More On Dogs, People, and Parks

I understand that the GWAC meeting last night regarding the potential new Parks Board policy about dogs in city parks was well-attended and polite in its questioning.

If you missed it (as I was obliged to), you have another chance tonight at an open house at Trout Lake Community Centre from 6:00pm to 9:00pm.

Parks Board says: “The goal of this round of consultation is to find out what is important to park users about dogs in Vancouver’s parks and beaches, including opportunities and challenges. Feedback from this round will inform preliminary design and policy recommendations that will be presented in a second round of consultation in early 2017. “


3 Responses to More On Dogs, People, and Parks

  1. pennystreet546 says:

    Just about all the attendees were dog people, so there weren’t any bloody fist fights. I think three or maybe four people were not dog owners, but no one was anti-dog or had a dog-related ax to grind. It was very cheerful and civilized.

  2. George B says:

    Only 1 in 7 dogs in Vancouver are licensed ( the lowest rate of any major city in Canada ) and the COV;s Animal Control Dept loses around 1 million dollars annually on operations ( all revenue streams vs expenses ) Even with around 140,000 dogs unlicensed and illegally unleashed in Vancouver COV Animal Control staff issue less than 1 COV dog by-law infraction ticket per day, not even enough to cover their own wages.
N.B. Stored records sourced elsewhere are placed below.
PR #6693, opened 2026-07-01
Cancel stale on_load event chains

### LINKED ISSUE #6593: Long running `on_load` events continue running after page navigation
**Describe the bug**
When a page has an on_load which loads a lot of data, but the user navigates to a different page while it's still loading, but new page's on_load is queued and blocked behind the previous event (whose results are going to be thrown away anyway)

harsh21234i:
Fixes #6593
 

## Summary
  - Track the active internal `on_load` event chain per client token.
  - Cancel the previous `on_load` chain when a newer page navigation starts for the same token.
  - Add regression coverage for stale page-load work being cancelled while the newer load completes.

  ## Testing
  - `uv run pytest tests/units/reflex_base/event/processor/test_event_processor.py -q`
  - `uv run --no-sync ruff check packages/reflex-base/src/reflex_base/event/processor/event_processor.py tests/units/
  reflex_base/event/processor/test_event_processor.py`
  - `uv run --no-sync ruff format --check packages/reflex-base/src/reflex_base/event/processor/event_processor.py tests/
  units/reflex_base/event/processor/test_event_processor.py`
  - `uv run --no-sync pyright packages/reflex-base/src/reflex_base/event/processor/event_processor.py tests/units/
  reflex_base/event/processor/test_event_processor.py`

### DIFF
--- a/news/6593.bugfix.md
+++ b/news/6593.bugfix.md
@@ -1,0 +1,1 @@
+Cancel stale page load events when a newer page navigation starts.
--- a/packages/reflex-base/src/reflex_base/event/processor/event_processor.py
+++ b/packages/reflex-base/src/reflex_base/event/processor/event_processor.py
@@ -20,6 +20,7 @@ from typing_extensions import Self
 from reflex.app_mixins.middleware import MiddlewareMixin
 from reflex.istate.manager import StateManager
 from reflex.utils import console
+from reflex_base import constants
 from reflex_base.event.context import EventContext
 from reflex_base.event.processor.compat import as_completed
 from reflex_base.event.processor.future import EventFuture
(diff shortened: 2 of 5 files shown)


masenf (commented):
i don't really like _where_ in the code this is implemented. EventProcessor is supposed to be a generic mechanism for queuing the events, and it's starting to grow legs with this change.

I do respect the effort though, and I looked around the code base and don't really see a better integration point that is currently exposed.

Let me think about this for a bit and see if we can maybe extend some other part of the API to provide a clean place for this kind of logic to run.

FarhanAliRaza:
Thank you for trying. 
Superceded by https://github.com/reflex-dev/reflex/pull/6713

PR #6713, opened 2026-07-06
ENG-9661 fix: cancel stale on_load chains via handler-declared supersession

FarhanAliRaza:
Navigating away while a page's on_load chain is still running left the stale chain executing, blocking the new page's events behind it and applying its late deltas (#6593).

Add a SUPERSEDES_MARKER for event handlers with latest-wins semantics: enqueuing a new chain-root invocation cancels the previous unfinished event chain rooted at the same handler for the same client token. Mark on_load_internal with it so a newer navigation supersedes the previous page's unfinished load.

The EventProcessor tracks the active chain root per (event name, token), drops events chained from an already-cancelled parent before they enter the queue, and defers future cleanup while the handler task is still unwinding so late-chained events can find their cancelled parent.

### All Submissions:

- [ ] Have you checked to ensure there aren't any other open [Pull Requests](https://github.com/reflex-dev/reflex/pulls) for the desired changed?

### Type of change

### New Feature Submission:

### Changes To Core Features:


packages/reflex-base/src/reflex_base/event/processor/event_processor.py
```diff
@@ -395,7 +403,14 @@ async def enqueue(
         tracked.add_done_callback(self._on_future_done)
         # If this context has a parent, register as a child of the parent's future.
         if parent_future is not None:
+            if parent_future.cancelled():
+                # The chain this event belongs to was cancelled; the event is
+                # stillborn and never enters the queue.
```
masenf:
```suggestion
                # The chain this event belongs to was cancelled, so cancel the
                # tracker since this event will never enter the queue.
```

lets get rid of the potentially trama-linked terminology. "stillborn" could be triggering for some

packages/reflex-base/src/reflex_base/event/processor/event_processor.py
```diff
@@ -395,7 +403,14 @@ async def enqueue(
...
+                tracked.cancel()
+                return tracked
             parent_future.add_child(tracked)
```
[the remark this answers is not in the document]
masenf: i think this is fine actually. if the parent_future reached a done state by some other means including exception, that doesn't affect the scheduling of chained events.

packages/reflex-base/src/reflex_base/event/processor/event_processor.py
```diff
@@ -625,10 +677,13 @@ def _dispatch_next_for_token(self, token: str) -> None:
...
-        # Skip cancelled futures.
+        # Skip cancelled futures. Before a task exists, the only way a future
+        # can be done (and thus already cleaned up) is cancellation, so a
+        # missing future also means the entry was cancelled.
         future = self._futures.get(entry.ctx.txid)
-        if future is not None and future.cancelled():
-            self._try_clean_future(future)
+        if future is None or future.cancelled():
+            if future is not None:
+                self._try_clean_future(future)
```
masenf: shouldn't this already hit since we add `_try_clean_future` as a done callback when we create the future?

packages/reflex-base/src/reflex_base/event/processor/event_processor.py
```diff
@@ -625,10 +677,13 @@ def _dispatch_next_for_token(self, token: str) -> None:
...
         entry, registered_handler = token_queue[0]
-        # Skip cancelled futures.
+        # Skip cancelled futures. Before a task exists, the only way a future
+        # can be done (and thus already cleaned up) is cancellation, so a
+        # missing future also means the entry was cancelled.
         future = self._futures.get(entry.ctx.txid)
-        if future is not None and future.cancelled():
-            self._try_clean_future(future)
+        if future is None or future.cancelled():
+            if future is not None:
```
masenf: why did this conditional change structure like this? are these two nested conditionals not equivalent to what we had before?

reflex/state.py
```diff
@@ -2482,6 +2484,15 @@ def on_load_internal(self) -> list[Event | EventSpec | event.EventCallback] | No
         ]
 
 
+# A newer navigation supersedes the previous unfinished on_load chain for the
+# same client token, cancelling its stale work (#6593).
+setattr(
+    OnLoadInternalState.event_handlers["on_load_internal"].fn,
+    SUPERSEDES_MARKER,
+    True,
+)
```
masenf: probably would be nice to expose this as a kwarg on `rx.event` like `background`

packages/reflex-base/src/reflex_base/event/processor/event_processor.py
FarhanAliRaza: Applied the suggested wording.

reflex/state.py
FarhanAliRaza: Done — added `supersedes` as a kwarg on `rx.event` (mirroring `background`), and `on_load_internal` is now decorated with `@event(supersedes=True)` instead of the post-class `setattr`.

packages/reflex-base/src/reflex_base/event/processor/event_processor.py
FarhanAliRaza: They're not equivalent: the old code treated a missing future as "proceed and dispatch". Pre-supersession that was unreachable in practice (nothing cancelled a queued root event), but now supersession cancels entries that are still sitting in the queue, and the cancel's `_try_clean_future` done callback removes the future from `_futures` before the entry is dequeued. So `future is None` has to mean "cancelled, skip" — otherwise a superseded entry whose cleanup callback already ran would execute anyway. The nested conditional is gone now (see next comment).

packages/reflex-base/src/reflex_base/event/processor/event_processor.py
FarhanAliRaza: You're right — entries examined here never had a task created, so cleanup is never deferred for them and the done callback always removes the future. Dropped the eager `_try_clean_future` calls in both dispatch paths.

benedikt-bartscher:
should we add a debug log when an event is cancelled?

tim-haselhoff:
I did some testing and if I understand it correctly this would not work with reflex background events which are executed by other reflex background events via returning.

packages/reflex-base/src/reflex_base/event/processor/event_processor.py
```diff
@@ -491,14 +506,51 @@ def _try_clean_future(self, future: EventFuture) -> None:  # type: ignore[overri
         """
         if not future.done():
             return
+        if future.txid in self._tasks:
+            # The handler task is still running or unwinding; keep the future
+            # so late-chained events can find their (possibly cancelled) parent.
+            return
```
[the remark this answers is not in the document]
FarhanAliRaza: Valid — fixed in d57a254bc. `_try_clean_future` now retains a done future only when it is *cancelled* and its task is still unwinding (`future.cancelled() and future.txid in self._tasks`); failed futures are released immediately, so a backend exception handler task reusing the txid can chain recovery events normally. Regression test: `test_exception_handler_can_chain_recovery_events`.

tests/units/reflex_base/event/processor/test_event_processor.py
```diff
@@ -735,3 +810,108 @@ async def _watcher():  # noqa: RUF029
...
+async def _drain_superseded(ep: EventProcessor) -> None:
+    """Give done callbacks a few ticks to clean the supersession tracking.
+
+    Args:
+        ep: The event processor to wait on.
+    """
+    for _ in range(20):
+        if not ep._superseded:
+            return
+        await asyncio.sleep(0)
```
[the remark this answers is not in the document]
FarhanAliRaza: Addressed in d57a254bc: the helper now raises `AssertionError` with the leftover dict contents instead of silently falling through, and the bound was raised to 100 ticks. The CI-load flake scenario doesn't apply, though: the loop awaits `asyncio.sleep(0)`, which yields event-loop *scheduler ticks*, not wall-clock time — done-callback cleanup completes in a fixed number of ticks regardless of machine load, so exceeding the bound would indicate a real cleanup bug, not a timing flake (this is now documented in the helper's docstring).

packages/reflex-base/src/reflex_base/event/processor/event_processor.py
```diff
@@ -491,14 +506,53 @@ def _try_clean_future(self, future: EventFuture) -> None:  # type: ignore[overri
...
+        try:
+            registered = RegistrationContext.get().event_handlers.get(event.name)
+        except LookupError:
+            return
+        if registered is None or not registered.handler.supersedes:
+            return
+        key = (event.name, token)
+        previous = self._superseded.get(key)
+        if previous is not None and not previous.all_done():
+            previous.cancel()
```
masenf, line 571: i agree with benedikt, we should debug log here at least; especially since this will be an invisible behavior change for users after upgrading. on_load never cancelled in flight before, so users might see new tracebacks if their async on_load is not properly shielded.

the other thing with just cancelling a future like this is if the event is a sync function and doesn't yield, we essentially have no way to stop it; we can mark it cancelled, but if we can't interrupt the event loop then there's nothing we can do.

masenf (commented):
for the comment on this approach not working for background tasks, i believe you are correct. if a background event is passed to `on_load`, then it _would_ be inhibiting from start if it hadn't already, but once it gets fired off, then it becomes its own task and wouldn't be cancelled along with the outer on_load_internal (by design i think). i need to test some more, but in theory it should be possible to mark the background event itself with `supersedes` and then you could avoid duplicate background tasks that way.

benedikt-bartscher:
@FarhanAliRaza do you plan finishing this PR?

FarhanAliRaza:
Yes I am gone finish it.

packages/reflex-base/src/reflex_base/event/processor/event_processor.py
FarhanAliRaza: Valid — fixed in 28d2125d5.

**Debug log:** `_supersede_previous` now emits `console.debug("Cancelling the previous unfinished <event.name> chain for token <token>, superseded by a newer invocation.")` right before `previous.cancel()`. It fires only when a chain is actually cancelled, not on the first enqueue. Regression test: `test_superseding_event_logs_debug_on_cancel`.

**Sync handlers that never yield:** agreed, and nothing can be done about that — it is the standard asyncio constraint. I documented the guarantee instead of pretending to one we cannot make. `EventHandler.supersedes` and the `supersedes=` arg on `@rx.event` now both state that cancellation is cooperative: a handler that never yields to the event loop runs to completion, and only its not-yet-started chained events are skipped.

news/6593.bugfix.md
```diff
@@ -0,0 +1 @@
+Cancel the previous unfinished `on_load` event chain when a newer page navigation arrives for the same client, instead of letting stale page-load work block and outlive the navigation.
```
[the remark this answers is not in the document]
FarhanAliRaza: Valid — fixed in 66585761a. The note now leads with the user-visible symptom (stale on_load work blocking/outliving navigation) and states the fix second.

packages/reflex-base/src/reflex_base/event/processor/event_processor.py
```diff
@@ -738,40 +798,63 @@ def _finish_task(self, task: asyncio.Task):
...
-                if future is not None and not future.done():
-                    future.set_result(result)
+                if sys.version_info < (3, 12):
+                    t._event_ctx = task_ctx  # pyright: ignore[reportAttributeAccessIssue]
+                t.add_done_callback(self._finish_task)
+                return True
+            logger.exception(
+                rich.markup.escape(
+                    f"Error in {task.get_name()} [txid={task_ctx.txid}]:"
+                )
```
masenf:
```suggestion
                f"Error in {task.get_name()} [txid={task_ctx.txid}]:",
```

i think we can get rid of the escape with the new logging system

FarhanAliRaza: Valid — fixed in 53acffd3d. Dropped `rich.markup.escape` from both log calls this PR added (the sink only parses markup for records with `extra={"rich": True}`). Left the pre-existing escape at the queue-entry error log untouched.

masenf (approved):

PR #6718, opened 2026-07-08
docs: add missing chained event handler

### LINKED ISSUE #6694: Issue with reflex.dev/events/chaining-events
The example given for chaining events has the definition of the set_progress() missing.
it should be:
`    @rx.event
    def set_progress(self, value:int):
        self.progress=value`

harsh21234i:
Closes reflex-dev/reflex#6694

  ## Summary
  - Add the missing `set_progress` event handler to the chaining events docs example.
  - Keep the example focused on calling one event handler from another.

  ## Tests
  - `git diff --check`

### DIFF
--- a/docs/events/chaining_events.md
+++ b/docs/events/chaining_events.md
@@ -17,6 +17,10 @@ class CallHandlerState(rx.State):
     progress: int = 0
 
     @rx.event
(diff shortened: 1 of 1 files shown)


masenf (approved):
thank you

PR #6722, opened 2026-07-08
some typing nits

benedikt-bartscher:


packages/reflex-base/src/reflex_base/plugins/shared_tailwind.py
```diff
@@ -108,7 +107,7 @@ def tailwind_config_js_template(
     imports = [
         plugin["import"]
         for plugin in plugins
-        if isinstance(plugin, Mapping) and "import" in plugin
+        if not isinstance(plugin, str) and "import" in plugin
```
masenf, line 110: i dont like this one because it's a runtime check. despite the static typing, if this `plugin` object is not a str, it could be anything else and indexing into it with a str would be invalid. hence, checking if it's explicitly a `Mapping` makes the `in` check and subsequent `__getitem__` call safe.

what was the motivation for this change? i might be misreading it.

PR #6725, opened 2026-07-09
ENG-9859 fix(state): preserve source function __dict__ and kwdefaults in _copy…

FarhanAliRaza:
…_fn (ENG-9859)

When the State metaclass pulls a computed-var getter or event handler in from a mixin, _copy_fn rebuilds the function via FunctionType, which drops the function's __dict__. Previously it hand-copied only the background-task and event-actions markers back on, silently losing any other attribute a framework or downstream user set on the getter/handler.

Copy the full __dict__ onto the copy, which subsumes the per-marker copies and lets arbitrary markers (e.g. Reflex Enterprise's _auth tag) survive mixin inheritance. Also carry __kwdefaults__, which FunctionType likewise drops — without it a mixin handler with a keyword-only default raised TypeError when called through the subclass.

### All Submissions:

### Type of change

### New Feature Submission:

### Changes To Core Features:

### DIFF
--- a/tests/units/test_state.py
+++ b/tests/units/test_state.py
@@ -4306,7 +4306,7 @@ def test_copy_fn_preserves_kwonly_defaults() -> None:
     """Test that _copy_fn preserves keyword-only default arguments."""
     handler_fn = UsesMarkerMixin.event_handlers["kwonly_default_handler"].fn
     assert handler_fn.__kwdefaults__ == {"count": 1}
-    instance = UsesMarkerMixin(_reflex_internal_init=True)  # pyright: ignore [reportCallIssue]
+    instance = UsesMarkerMixin()
     assert handler_fn(instance) == 1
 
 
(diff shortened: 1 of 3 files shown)


tests/units/test_state.py
```diff
@@ -4243,6 +4243,73 @@ def test_bare_mixin_state() -> None:
...
+    assert copied_handler_fn.__dict__ is not orig_handler_fn.__dict__
+    copied_handler_fn.__dict__["_leaked"] = True
+    assert "_leaked" not in orig_handler_fn.__dict__
+
+
+def test_copy_fn_preserves_kwonly_defaults() -> None:
+    """Test that _copy_fn preserves keyword-only default arguments."""
+    handler_fn = UsesMarkerMixin.event_handlers["kwonly_default_handler"].fn
+    assert handler_fn.__kwdefaults__ == {"count": 1}
+    instance = UsesMarkerMixin(_reflex_internal_init=True)  # pyright: ignore [reportCallIssue]
```
masenf: `_reflex_internal_init` shouldn't be needed inside a pytest case

masenf (commented):
looks good, needs a changelog entry

masenf (approved):

PR #6726, opened 2026-07-09
ENG-9860 fix(vars): preserve custom Field attributes in state metaclass

FarhanAliRaza:
BaseStateMeta rebuilt Field instances for state annotations, discarding any custom attributes callers had set. Copy over attrs the rebuilt field did not recompute via Field._copy_custom_attrs_from so subclassed or customized fields keep their extra state.

### All Submissions:

### Type of change

### New Feature Submission:

### Changes To Core Features:


masenf (commented):
i think this copying functionality should be part of `__init__`; you can add another optional param `source_field` and apply the copying of extra values from there.

what greptile says about deepcopying the values makes sense to me, we don't want to have shared references to mutable types across different Field instances.

having a list of reserved attributes also makes sense to avoid misidentification with pydantic fields.

add changelog entry

masenf (approved):

PR #6733, opened 2026-07-10
ENG-9917 fix: run plugin post_compile hooks at most once per app instance

FarhanAliRaza:
Fixes [ENG-9917](https://linear.app/reflex-dev/issue/ENG-9917) at the framework level.

## Problem

`App.__call__` runs every plugin's `post_compile(app=self)` each time the ASGI app is constructed. `post_compile` hooks mutate the app — `add_middleware`, mounting routes — so constructing the ASGI app twice on the same app instance (a test harness rebuilding it, repeated `app()` calls) re-applies those mutations. The concrete instance that surfaced this: enterprise `AuthPlugin` installing a second `AuthMiddleware`, gating every event twice. But the bug class belongs to the lifecycle, not to any one plugin — every app-mutating `post_compile` hook is affected.

## Fix

Latch the hook loop with a per-app-instance flag (`_plugins_post_compiled`), so `post_compile` runs at most once per app instance. The flag is set **after** the loop completes, so a hook that raises (e.g. a plugin rejecting a misconfigured app) is retried on the next construction instead of being silently skipped. The at-most-once guarantee is documented on `Plugin.post_compile` so plugin authors don't hand-roll idempotency guards.

Backend-only processes (`REFLEX_SKIP_COMPILE`) are unaffected: they construct a fresh `App` per process, and the flag starts false. Dev hot reload restarts the worker process (fresh `App`), so hooks still re-run there as before.

## Tests

- `test_call_app_runs_plugin_post_compile_once` — regression test, failed before the fix (hook ran twice).
- `test_call_app_retries_post_compile_after_failure` — pins the not-latched-on-failure semantics.

Full unit suite passes (6619, coverage 77.97%), ruff + pyright clean.


masenf (commented):
It's potentially problematic that we allow a recompile on the same instance, but don't re-run the hooks on the same instance.

If the second compile adds a page, and a plugin's post_compile does something with pages, then the newly added page will be compiled into the app, but won't be affected by the plugin.

Is there a legit use case where this hits? or does it just happen in testing?

My thought would be if we run `_compile`, then we should run `post_compile` hooks.

Maybe instead we just need to reset things on the app instance, like the pages/routes, middleware, lifespan tasks, etc to make it safe to re-`__call__` the app instance and essentially rebuild it. (I think properly speaking we _should_ be attaching these to the returned asgi and maybe not mutating the App at all, but that can come later)

PR #6735, opened 2026-07-10
Dedup auto-memoize passthrough definitions during compile

Alek99:
### All Submissions:

### Type of change

- [x] Performance improvement (non-breaking change, identical compile output)

### Changes To Core Features:

## What this does

The auto-memoize plugin (`MemoizeStatefulPlugin`) built a full memo definition for **every** stateful call site and only deduped by `(tag, source_module)` afterwards. In profiling of a 500-duplicated-row page this was ~56% of compile CPU: 1,001 definitions were built and then collapsed to 3 unique ones. Per call site it:

1. ran `_analyze_params` twice on a constant signature — with `from __future__ import annotations`, `get_type_hints` eval-compiles the stringized annotations each time (2,472 `builtins.compile` calls in the profile), and
2. evaluated the memo body twice (once for the tag preview, once inside `_create_component_definition`).

### Fix (behavior-preserving)

- **Hoist the params analysis to an import-time constant** (`_PASSTHROUGH_PARAMS`): the passthrough wrapper signature is always `(children: Var[Component]) -> Component`.
- **Reuse the evaluated preview** as the definition body (`_LazyBody.ready(_lift_rest_props(preview))`) instead of re-running the memo function.
- **Check `CompileContext.auto_memo_components` for the computed `(tag, source_module)` key first** (new optional `existing_definitions` parameter): repeated identical subtrees reuse the first definition instead of rebuilding an equivalent one per call site. The cache stays per-`CompileContext`, so definitions are still never shared across compiles (covered by `test_passthrough_memo_definitions_are_not_shared_globally`).

Compile output is unchanged: the surviving definition is structurally identical to the one that previously overwrote the registry entry last.

## Measured results (CodSpeed instrumentation, this PR vs `main` @ 9a5c4d3)

**Overall: +21.96% compile performance.**

| Benchmark | `BASE` | `HEAD` | Efficiency |
| --------- | ------ | ------ | ---------- |
| `test_compile_all_artifacts[_stateful_page]` | 27.2 ms | 21.7 ms | **+25.74%** |
| `test_compile_page[_stateful_page]` | 30.8 ms | 25.3 ms | **+21.94%** |
| `test_compile_page_full_context[_stateful_page]` | 35.8 ms | 30.3 ms | **+18.3%** |
| `test_compile_page_duplicated_rows` (new) | N/A | 828.1 ms | baseline for follow-ups |

## Verification

- New unit tests: cache-hit returns the cached definition object (and a different `source_module` still misses); the memo body is evaluated exactly once per definition build.
- New CodSpeed benchmark `test_compile_page_duplicated_rows` (200 identical stateful rows) stresses this path so follow-up compiler-perf PRs are measured on every run.

Part of a compiler-performance series; tracked in Linear as ENG-10101.


FarhanAliRaza (dismissed):

masenf:
supersede by #7123

PR #6738, opened 2026-07-10
Skip deep type-validation on state var hot paths

Alek99:
Linear: [ENG-10093](https://linear.app/reflex-dev/issue/ENG-10093/deep-type-validation-on-assignment-and-cached-reads-never-gates)

### Description

Two hot paths ran `_isinstance(value, type, nested=1)`, which walks every element of list/dict values, only to gate a diagnostic log that never changes behavior:

- `BaseState.__setattr__` validated the full container on every assignment.
- `ComputedVar.__get__` / `AsyncComputedVar.__get__` validated the return type on **every** access, including cache hits.

Changes:

- Computed var return types are now validated only when the value is actually recomputed (sync and async). Cache hits skip the check entirely.
- Element-wise validation depth is now `1` in dev and `0` in prod (new cached `_validation_depth()` helper in `reflex_base.utils.types`), so production only checks the outer type. Dev keeps the exact same diagnostics as before.

### Benchmarks (GitHub Actions runner, [run](https://github.com/reflex-dev/reflex/actions/runs/29118932603), 2 passes each)

| Case | main | this PR | speedup |
|---|---|---|---|
| read cached computed var returning 10k dicts (dev) | 13.81 / 14.05 ms | **0.0015 / 0.0015 ms** | ~9,200x |
| read cached computed var (prod) | 13.66 / 13.93 ms | **0.0013 / 0.0015 ms** | ~9,300x |
| assign 100k-int list (prod) | 90.89 / 90.96 ms | **0.020 / 0.024 ms** | ~4,000x |
| assign 100k-int list (dev) | 90.74 / 92.67 ms | 91.76 / 94.74 ms | unchanged (by design) |

cProfile (3 assigns + 20 cached reads, dev): main spends 3.06s in 10.5M calls dominated by `_isinstance` (510k calls); with this PR the cached-read side disappears (`_check_deprecated_return_type` no longer on the cache-hit path) and in prod the whole workload is 538 function calls / 0.003s.

### Type of change

### Changes To Core Features:

  - `tests/units/reflex_base/vars/test_base.py`: return type checked on recompute, not on cache hits (sync, async, and `cache=False`).
  - `tests/units/reflex_base/utils/test_types.py`: `_validation_depth()` is 0 in prod / 1 in dev.
  - `tests/units/test_state.py`: wrong-typed assignment still logs an error in dev.

Note: behavior-wise, a wrong-typed computed var now logs once per recompute instead of once per access, and prod no longer walks container elements for the log-only check. No exceptions or control flow depend on these checks.

https://claude.ai/code/session_01G8cXh3TUbNtbjm2ERqE62X

---
_Generated by [Claude Code](https://claude.ai/code/session_01G8cXh3TUbNtbjm2ERqE62X)_

### DIFF
--- a/packages/reflex-base/src/reflex_base/vars/base.py
+++ b/packages/reflex-base/src/reflex_base/vars/base.py
@@ -65,6 +65,7 @@ from reflex_base.utils.types import (
     GenericType,
     Self,
     _isinstance,
+    _validation_depth,
     get_origin,
     has_args,
     safe_issubclass,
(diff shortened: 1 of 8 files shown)


packages/reflex-base/src/reflex_base/vars/base.py
```diff
@@ -2502,23 +2503,28 @@ def __get__(self, instance: BaseState | None, owner: type):
...
-            if not hasattr(instance, self._cache_attr) or self.needs_update(instance):
-                # Set cache attr on state instance.
-                setattr(instance, self._cache_attr, self.fget(instance))
-                # Ensure the computed var gets serialized to redis.
-                instance._was_touched = True
-                # Set the last updated timestamp on the state instance.
-                setattr(instance, self._last_updated_attr, datetime.datetime.now())
-            value = getattr(instance, self._cache_attr)
+            self._check_deprecated_return_type(instance, value)
+            return value
```
masenf, line 2592: if we return early, how does the computed value get cached?

Alek99:
Folded into #6743, which now spans the full state hot-path set — this PR, #6740, and the dirty-propagation frontier all edit the same functions (`__setattr__`, `_get_attribute`, `ComputedVar.__get__`, `_mark_dirty*`), so they're easier to review as one final shape. Commits are preserved there per original PR.

Re: the open question on the early return — the value is cached by the `setattr(instance, self._cache_attr, ...)` on the line immediately before that return; the early return only skips re-reading and re-validating the just-computed value. Also answered in #6743's description.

    According to FOI’s the VPB has no idea the extent of environmental impacts dogs have on parks or beaches, the waterways or indigenous wildlife. Dog waste collected has to be trucked out to the Delta Landfill. Illegally unleashed dogs keep many from safely accessing parks without fear including many Elderly, Persons with Disabilities and young children. At our Inner-City park illegally unleashed dogs routinely urinate and dump on every tree, bench and in the children’s playground. Dog urine and waste is toxic.

    Commissioner Loke put the VPB costs at accommodating dogs at around 4 million annually ( a figure not disputed by VPB staff ) and the VPB collects no revenue from dogs to offset loses.
    Combined the COV/VPB lose around 5 million dollars annually pandering to law-breaking dogs and dog owners. The fact is dog ownership in Vancouver is heavily subsidized thru reduced services such as park clean-up, fewer recreation facilities and deteriorating playground structures.

    The City of Calgary has an over 90% compliance rate licensing cats and dogs and generates over 3 million in profits annually to reinvest in increased/improved facilities and greenspaces. They can have more pools and hockey rinks because of responsible dog ownership. From their profits they also run their own spay/neuter clinic offering services at reduced rates or even free if necessary.

    Continuing to subsidize dogs in Vancouver is unsustainable without financial accountability from dog owners unless of course the majority of Vancouverites who don’t own dogs are prepared to have fewer parks, pools, hockey rinks, splash parks, playgrounds etc.

    Is it too much to ask dog owners to pay their fare share.

  3. jakking says:

    Interesting comments which I hope have been shared with the Parks Board. Personally, if dogs are to be allowed in publicly-funded spaces, I cannot see any reason NOT to have them licensed.